Moreover, it is shown that equivalent sound level, per capita urban road area, urban greening coverage, and days of good air quality are important and top-four indicators from ranking results, which means that to develop them firstly is beneficial for building liveable city. For example, the protection and renewal of vegetation to increase vegetation coverage can improve air quality on ecological environment construction. Moreover, air quality has been greatly improved by limiting the number of vehicles and issuing license plates.
There no approach can achieve the best performance on all measurements for any data set, and it is necessary to utilize more than one single performance measure to evaluate algorithms. The experimental study indicates that the most suitable method on the city liveable data sets can be selected using the difference ratio. Therefore, a more accurate method could potentially be employed in future studies.
4. Conclusions
The optimal model configuration in a liveable environment using MCDM was investigated in this paper. By comparing five types of evaluation methods, we found that the results of different evaluation methods varied for the same sample.

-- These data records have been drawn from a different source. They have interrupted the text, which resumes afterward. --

Issue #163, opened 2021-01-07
Traefik configuration support for Stargate services


jdonenine:
**Describe the solution you'd like**
Ingress configuration via Traefik should include what's necessary to allow external access to all of the stargate services (CQL, REST, Graph, Auth) when enabled.

**Describe alternatives you've considered**
Manually exposing via NodePort configuration on the services.

PR #236, opened 2021-01-23
#163: add ingress config for Stargate

jakerobb:
I haven't tested with k3d yet, but I've copied over the traefik config and updated the docs. In terms of kind, I think this is good to go. I'll address k3d over the weekend.


charts/k8ssandra/templates/traefik.ingressroutes.yaml
```diff
@@ -43,3 +45,92 @@ spec:
         - name: {{ $clusterName }}-{{ $datacenterName }}-service
           port: 9042
 {{- end }}
+{{- if $traefik.stargate.enabled }}
```
bradfordcp, line 48: Since Stargate supports native K8s ingress it doesn't necessarily have to live under `$traefik.stargate`. Traefik is only used here for TCP ingress routing. I'm open to nesting HTTP-based ingress under a separate key (IE `.Values.ingress.stargate.enabled`).

Separately we should consider what this looks like when Stargate ends up within a sub-chart.

bradfordcp (commented):
I don't see any blockers here, just some comments to consider.

charts/k8ssandra/templates/traefik.ingressroutes.yaml
```diff
@@ -43,3 +45,92 @@ spec:
...
+{{- $stargateHost := default "localhost" $traefik.stargate.host }}
+apiVersion: networking.k8s.io/v1beta1
+kind: Ingress
+metadata:
+  name: k8ssandra-stargate
+  labels:
+{{ include "k8ssandra.labels" . | indent 4 }}
+spec:
+  rules:
+    - host: {{ $stargateHost }}
```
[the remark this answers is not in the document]
jakerobb: No, `$stargateHost` is assigned with a default value of `localhost` on line 53. The main `values.yaml` also specifies a default.

I could be convinced that each route should have its own overridable host value, falling back to the default if unspecified.

charts/k8ssandra/templates/traefik.ingressroutes.yaml
```diff
@@ -43,3 +45,92 @@ spec:
...
+      http:
+        paths:
+          - path: /v1/auth
```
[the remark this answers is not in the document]
jakerobb: I looked and did not find any such support.

charts/k8ssandra/templates/traefik.ingressroutes.yaml
jakerobb: Fair point. Maybe we should avoid implementation-specific keys in our config entirely? `ingress.traefik` would then only be for traefik-specific settings.

jakerobb:
I'd appreciate any insight people might have about the linter failure. I'm pretty sure it's because traefik.ingressroutes.yaml renders out with `---` on its first line, thus making an empty object with no name -- but that's not new with my changes.

charts/k8ssandra/templates/traefik.ingressroutes.yaml
```diff
@@ -43,3 +45,92 @@ spec:
         - name: {{ $clusterName }}-{{ $datacenterName }}-service
           port: 9042
 {{- end }}
+{{- if $traefik.stargate.enabled }}
+---
+{{- if and $traefik.stargate.cassandra.enabled $traefik.cassandra.enabled }}
+  {{- fail "ingress.traefik.stargate.cassandra.enabled and ingress.traefik.cassandra.enabled cannot both be enabled." }}
+{{- end }}
+{{- $stargateHost := default "localhost" $traefik.stargate.host }}
```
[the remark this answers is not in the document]
jakerobb: It's in both; this one makes it not blow up if you explicitly set it to an empty string in your value overrides.

charts/k8ssandra/templates/traefik.ingressroutes.yaml
```diff
@@ -43,3 +45,92 @@ spec:
...
+apiVersion: networking.k8s.io/v1beta1
+kind: Ingress
```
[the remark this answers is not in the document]
jakerobb: Doing so meant that I was forced to match on path, which will be a bit fragile as Stargate evolves (e.g. `v1`, `v2` are sure to change someday). One thing we could do is require distinct hostnames for each backend, but that would be annoying to default. Thoughts?

charts/k8ssandra/templates/traefik.ingressroutes.yaml
bradfordcp: Possibly, we could have a parameter for `ingressProvider` with a value of `traefik`, `nginx`, `kong`, etc. Then in the template match on that value.

FWIW I think we will most likely be moving the ingress configs under each sub-chart for example:

```yaml
kube-prometheus-stack
  grafana:
    ingress:
      enabled: false
      # Uncomment to listen for Grafana traffic under a route prefix
      # path: /grafana
```

so we may end up with something like

```yaml
stargate
  ingress:
    enabled: true
    tcp_ingress_provider: traefik
    host: stargate.example.com
```

What do you think?

bradfordcp:
The lint failure doesn't make any sense. It passes locally when I run the same logic locally.

```console
$ ls | while read c; do
>             if [[ -d $c ]]; then
>               helm lint $c
> 
>               if [[ $? -ne 0 ]]; then
>                 EXIT_CODE=$?
>                 echo "::error file=charts/$c::Error linting $c, check job output"
>                 exit $EXIT_CODE
>               fi
>             fi
>           done
==> Linting backup
[INFO] Chart.yaml: icon is recommended

1 chart(s) linted, 0 chart(s) failed
==> Linting cass-operator
[INFO] Chart.yaml: icon is recommended

1 chart(s) linted, 0 chart(s) failed
==> Linting k8ssandra
[INFO] Chart.yaml: icon is recommended

1 chart(s) linted, 0 chart(s) failed
==> Linting k8ssandra-common
[INFO] Chart.yaml: icon is recommended

1 chart(s) linted, 0 chart(s) failed
==> Linting restore
[INFO] Chart.yaml: icon is recommended

1 chart(s) linted, 0 chart(s) failed
```

charts/k8ssandra/templates/traefik.ingressroutes.yaml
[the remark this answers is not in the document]
bradfordcp: If I specifically set it to an empty string and the value of `localhost` is rendered it would be confusing. I expect failure in the case of invalid values files.

charts/k8ssandra/templates/traefik.ingressroutes.yaml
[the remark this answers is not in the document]
bradfordcp: Looking at the Kubernetes [concept docs](https://kubernetes.io/docs/concepts/services-networking/ingress/) for ingress I see can see a number of realistic configurations.

1. Developer installation
    * Most likely a locally installed k8s
    * Very little control over DNS, maybe /etc/hosts access, probably not
 2. Multi-node / Off-host k8s cluster
     * Most likely from a cloud provider or externally manager
     * Ability to control DNS
 
With _option 1_ I feel like everything should be path-based. To that end, our default configuration for ingress (including monitoring) should do all routing based on path prefixes.

For _Option 2_ I could see a couple of configurations. If it's possible to influence DNS then that would be the preferred approach. We route to Stargate backends with hostname matching and don't need to bother with defining paths. We _could_ specify paths, but it doesn't really add much IMHO (this assumption may be wrong). Should DNS be locked down then we can still deploy a config just like _option 1_.

charts/k8ssandra/templates/traefik.ingressroutes.yaml
```diff
@@ -43,3 +45,92 @@ spec:
         - name: {{ $clusterName }}-{{ $datacenterName }}-service
           port: 9042
 {{- end }}
+{{- if $traefik.stargate.enabled }}
+---
+{{- if and $traefik.stargate.cassandra.enabled $traefik.cassandra.enabled }}
+  {{- fail "ingress.traefik.stargate.cassandra.enabled and ingress.traefik.cassandra.enabled cannot both be enabled." }}
```
bradfordcp, line 51: The error message here isn't necessarily true. It's possible to enable both, they would just each need their own external port. To be clear users do not have to use 9042 for this traffic, it's just an adjustment client-side to the AddressTranslator used in the driver or SniProxy.

With that being said I struggle to understand a deployment where you would want to expose both the Stargate CQL service _and_ the main cluster's native protocol port. At this point I don't really have a recommendation, just want to comment on the situation and kick off a convo _IF_ we want to change something.

bradfordcp: @jsanda feel free to chime in here.

jsanda: Sorry, I have not gone through the PR yet :(

>With that being said I struggle to understand a deployment where you would want to expose both the Stargate CQL service and the main cluster's native protocol port. 

@adejanovski didn't you do some benchmarking with Stargate? I would like to hear your thoughts on this.

adejanovski: I agree with @bradfordcp, if you deploy a cluster with Stargate then you probably meant to use it as a coordination layer (whatever the protocol) and don't need to access the data nodes native port.
It would be good IMO to take an opinionated approach: either you deploy Stargate nodes and they are your only access points to the cluster or you don't and then have to go through the Cassandra nodes.

charts/k8ssandra/templates/traefik.ingressroutes.yaml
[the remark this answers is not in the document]
jsanda: If we are defaulting to `localhost` here, then I think it makes sense to go ahead put that in `values.yaml`.

charts/k8ssandra/templates/traefik.ingressroutes.yaml
jsanda: >FWIW I think we will most likely be moving the ingress configs under each sub-chart for example:

Yes, this is exactly what I have in mind. And we can put common code/templates into k8ssandra-common. 

For now, I wouldn't worry too much about the placement and organization of these properties since it will change when we create a separate Stargate chart.

charts/k8ssandra/templates/traefik.ingressroutes.yaml
jsanda: I am in agreement with @bradfordcp and @adejanovski.

charts/k8ssandra/templates/stargate/service.yaml
```diff
@@ -1,8 +1,9 @@
 {{- if .Values.stargate.enabled }}
+{{- $datacenterName := (index .Values.cassandra.datacenters 0).name -}}
 apiVersion: v1
 kind: Service
 metadata:
-  name: {{ .Release.Name }}-k8ssandra-stargate-service
+  name: {{ .Release.Name }}-{{ $datacenterName }}-stargate-service
```
jsanda, line 6: When we create a separate chart for Stargate it will be easier (hopefully) to standarize on naming. This will just become:

```
name: {{ include "k8ssandra-common.fullname" . }}
```

charts/k8ssandra/templates/stargate/service.yaml
```diff
@@ -17,12 +18,15 @@ spec:
...
     - name: metrics
       port: 8085
       protocol: TCP
-    - name: cql
+    - name: cassandra
       protocol: TCP
       port: 9042
   selector:
-    app: {{ .Release.Name }}-k8ssandra-stargate
+    app: {{ .Release.Name }}-{{ $datacenterName }}-stargate
```
jsanda, line 31: Similar to the name this will hopefully become something like this:

```yaml
selector:
    matchLabels:
      {{- include "k8ssandra-common.selectorLabels" . | nindent 6 }}
```

charts/k8ssandra/templates/traefik.ingressroutes.yaml
```diff
@@ -43,3 +45,92 @@ spec:
...
+{{- if $traefik.stargate.rest.enabled }}
+    - host: {{ $stargateHost }}
+      http:
+        paths:
+          - path: /v2/
+            backend:
+              serviceName: {{ $clusterName }}-{{ $datacenterName }}-stargate-service
+              servicePort: 8082
+{{- end }}
+{{- if $traefik.stargate.health.enabled }}
```
jsanda, line 97: Do we need to expose `/check`? I am inclined to think no assuming it is primarily intended to be exposed internally for readiness/liveness probes.

charts/k8ssandra/templates/traefik.ingressroutes.yaml
```diff
@@ -43,3 +45,92 @@ spec:
...
+    - host: {{ $stargateHost }}
+      http:
+        paths:
+          - path: /checker
+            backend:
+              serviceName: {{ $clusterName }}-{{ $datacenterName }}-stargate-service
+              servicePort: 8084
+{{- end }}
+{{- if $traefik.stargate.metrics.enabled }}
```
jsanda, line 106: Do we need to expose `/metrics`? I am inclined to think no as it is primarily used internally for collecting metrics.

jsanda (changes requested):
In addition to my other feedback it would great to see some unit tests.

charts/k8ssandra/templates/traefik.ingressroutes.yaml
```diff
@@ -43,3 +45,92 @@ spec:
         - name: {{ $clusterName }}-{{ $datacenterName }}-service
```
jsanda, line 45: `$clusterName` needs to be replaced with `$releaseName`.

charts/k8ssandra/templates/traefik.ingressroutes.yaml
```diff
@@ -43,3 +45,92 @@ spec:
...
+  labels:
+{{ include "k8ssandra.labels" . | indent 4 }}
+spec:
+  rules:
+    - host: {{ $stargateHost }}
+      http:
+        paths:
+          - path: /v1/auth
+            backend:
+              serviceName: {{ $clusterName }}-{{ $datacenterName }}-stargate-service
```
jsanda, line 67: `$clusterName` needs to be replaced with `$releaseName`.

charts/k8ssandra/templates/traefik.ingressroutes.yaml
```diff
@@ -43,3 +45,92 @@ spec:
...
+              servicePort: 8081
+{{- if $traefik.stargate.graphql.enabled }}
+    - host: {{ $stargateHost }}
+      http:
+        paths:
+          - path: /graphql-schema
+            backend:
+              serviceName: {{ $clusterName }}-{{ $datacenterName }}-stargate-service
```
jsanda, line 75: `$clusterName` needs to be replaced with `$releaseName`.

charts/k8ssandra/templates/traefik.ingressroutes.yaml
```diff
@@ -43,3 +45,92 @@ spec:
...
+              servicePort: 8080
+          - path: /graphql/
+            backend:
+              serviceName: {{ $clusterName }}-{{ $datacenterName }}-stargate-service
```
jsanda, line 79: `$clusterName` needs to be replaced with `$releaseName`.

charts/k8ssandra/templates/traefik.ingressroutes.yaml
```diff
@@ -43,3 +45,92 @@ spec:
...
+              servicePort: 8080
+  {{- if $traefik.stargate.graphql.playground.enabled }}
+          - path: /playground
+            backend:
+              serviceName: {{ $clusterName }}-{{ $datacenterName }}-stargate-service
```
jsanda, line 84: `$clusterName` needs to be replaced with `$releaseName`.

charts/k8ssandra/templates/traefik.ingressroutes.yaml
```diff
@@ -43,3 +45,92 @@ spec:
...
+              servicePort: 8080
+  {{- end }}
+{{- end }}
+{{- if $traefik.stargate.rest.enabled }}
+    - host: {{ $stargateHost }}
+      http:
+        paths:
+          - path: /v2/
+            backend:
+              serviceName: {{ $clusterName }}-{{ $datacenterName }}-stargate-service
```
jsanda, line 94: `$clusterName` needs to be replaced with `$releaseName`.

charts/k8ssandra/templates/traefik.ingressroutes.yaml
```diff
@@ -43,3 +45,92 @@ spec:
...
+              servicePort: 8082
+{{- end }}
+{{- if $traefik.stargate.health.enabled }}
+    - host: {{ $stargateHost }}
+      http:
+        paths:
+          - path: /checker
+            backend:
+              serviceName: {{ $clusterName }}-{{ $datacenterName }}-stargate-service
```
jsanda, line 103: `$clusterName` needs to be replaced with `$releaseName`.

charts/k8ssandra/templates/traefik.ingressroutes.yaml
```diff
@@ -43,3 +45,92 @@ spec:
...
+              servicePort: 8084
+{{- end }}
+{{- if $traefik.stargate.metrics.enabled }}
+    - host: {{ $stargateHost }}
+      http:
+        paths:
+          - path: /metrics
+            backend:
+              serviceName: {{ $clusterName }}-{{ $datacenterName }}-stargate-service
```
jsanda, line 112: `$clusterName` needs to be replaced with `$releaseName`.

charts/k8ssandra/templates/traefik.ingressroutes.yaml
```diff
@@ -43,3 +45,92 @@ spec:
...
+{{ include "k8ssandra.labels" . | indent 4 }}
+spec:
+  entryPoints:
+  {{- range $traefik.stargate.cassandra.entrypoints }}
+  - {{ . }}
+  {{- end }}
+  routes:
+    - match: Host(`{{ $stargateHost }}`)
+      services:
+        - name: {{ $clusterName }}-{{ $datacenterName }}-stargate-service
```
jsanda, line 131: `$clusterName` needs to be replaced with `$releaseName`.

jsanda (changes requested):
When I fixed the service names, I was able to generate an auth token, access the document and REST apis. I was not able to access the graphql playground though.

charts/k8ssandra/templates/traefik.ingressroutes.yaml
bradfordcp: Agreed, I would make sure this stays internal to the cluster. If you want external access `kubectl port-forward`

charts/k8ssandra/templates/traefik.ingressroutes.yaml
bradfordcp: Agreed, this should not be included in the ingress config.

charts/k8ssandra/templates/traefik.ingressroutes.yaml
jakerobb: Thanks all -- my original thinking was:

1. I'm not aware of a reason to expose both at the same time
2. We don't currently have any precedent for customizing port numbers anywhere in k8ssandra.

I wrote the error message based on what is currently supported by the charts as written, not intending to imply that simultaneous support was technically impossible should we decide we wanted it.

charts/k8ssandra/templates/traefik.ingressroutes.yaml
jakerobb: Okay. I had it in there for my own testing and settled on leaving it in with an off-by-default switch. Will remove.

charts/k8ssandra/templates/traefik.ingressroutes.yaml
jakerobb: Oh, I've been using the same values for those in my testing. 🤦🏻‍♂️ Good catch, thanks.

charts/k8ssandra/templates/stargate/service.yaml
jsanda: https://helm.sh/docs/chart_template_guide/function_list/#nindent

It's relatively new to me. I am only familiar with a handful of functions. There are a lot 😄

charts/k8ssandra/templates/traefik.ingressroutes.yaml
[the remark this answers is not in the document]
jakerobb: I've changed values.yaml to localhost and replaced the `default` here with `required` so that it blows up if you override with empty.

charts/k8ssandra/templates/traefik.ingressroutes.yaml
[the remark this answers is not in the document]
jakerobb: I learned a couple weeks ago from @jdonenine about [nip.io](https://nip.io/). It's a free, publicly available DNS system that reads the IP out of the hostname dynamically -- so you can do something like stargate.127.0.0.1.nip.io and it will resolve to 127.0.0.1. Extremely useful for devs who don't have /etc/hosts access (and even for those who do)!

charts/k8ssandra/templates/traefik.ingressroutes.yaml
jakerobb: Removed.

charts/k8ssandra/templates/traefik.ingressroutes.yaml
jakerobb: Removed.

charts/k8ssandra/templates/traefik.ingressroutes.yaml
jakerobb: I think we just agreed that it's fine as-is. Right? Anyone requesting changes here?

charts/k8ssandra/templates/traefik.ingressroutes.yaml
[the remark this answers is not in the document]
jakerobb: Done.

charts/k8ssandra/templates/traefik.ingressroutes.yaml
jsanda: @jakerobb it sounds like we are all on the same page and the check enforces what we want. I think we are good to go here 👍

charts/k8ssandra/templates/traefik.ingressroutes.yaml
```diff
@@ -40,6 +40,77 @@ spec:
...
-        - name: {{ $clusterName }}-{{ $datacenterName }}-service
+        - name: {{ $releaseName }}-{{ $datacenterName }}-service
+          port: 9042
+{{- end }}
+{{- if $traefik.stargate.enabled }}
+---
+{{- if and $traefik.stargate.cassandra.enabled $traefik.cassandra.enabled }}
+  {{- fail "ingress.traefik.stargate.cassandra.enabled and ingress.traefik.cassandra.enabled cannot both be enabled." }}
+{{- end }}
+{{- $stargateHost := required $traefik.stargate.host }}
```
jsanda, line 51: The `required` function expects two arguments. This will cause a templating error.

jsanda (changes requested):
It would be good to see some unit tests as part of this PR as well.

charts/k8ssandra/templates/traefik.ingressroutes.yaml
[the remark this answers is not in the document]
jsanda: After spending some time reviewing and letting things sink in, I like the idea of providing options to address both scenarios. 

For a local, dev setup, e.g., kind, path-based routing seems like a good default. It frees me from have to worry about hostnames and more complex ingress configurations.

For the second scenario where the user may have ability to control DNS, I like allowing the user to specify different hostnames for each service and using host+path routing. The user could choose to use the same or different hostnames across services.

charts/k8ssandra/templates/traefik.ingressroutes.yaml
jakerobb: Okay, I'm going to leave this as-is and revise when we make a separate chart.

charts/k8ssandra/templates/traefik.ingressroutes.yaml
jakerobb: Yep, found and fixed. Thanks. :)

jakerobb:
I've bumped the version; this is ready for merge.

I'm creating followup issues for unit testing and to revisit the ingress routing once @bradfordcp has gotten back to us with a decision on hosts/ports/paths.

jsanda (approved):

Therefore, the most suitable method must be selected from various evaluation methods, and the difference ratio can solve this selection problem. This paper combined the TOPSIS, Gini, PCA, fuzzy Borda, and TS fuzzy neural network methods to evaluate the liveable environment of cities. Meanwhile, the other MCDM methods, such as AHP, will be investigated in our work in the future work. Moreover, the Hopfield neural network method was introduced to assess the TS fuzzy neural network evaluation results for city liveability, and the evaluation results passed the test.
The purpose of this work was to evaluate city liveability and potentially improve environmental quality in the future. According to the evaluation results of liveable environment quality, we hope that the government can establish countermeasures for the management of environmental quality in the future. Furthermore, based on the compatibility issues identified between the compliance assessments and the practical environmental quality evaluation, a compatible grading evaluation and management scheme should be developed for improved private and public decision-making.
Data Availability
The data used to support the findings of this study are available from the corresponding author upon request.
Conflicts of Interest
The author declares no conflicts of interest.
Acknowledgments
This work was supported by the National Social Science Fund of China under Contracts 19BTJ053, the Key projects of the humanities and social sciences from Hubei Education Department under Contracts 17D066, and the Young Innovative Talents Project from Guangdong Provincial Department of Education under Contracts 2018KQNCX230.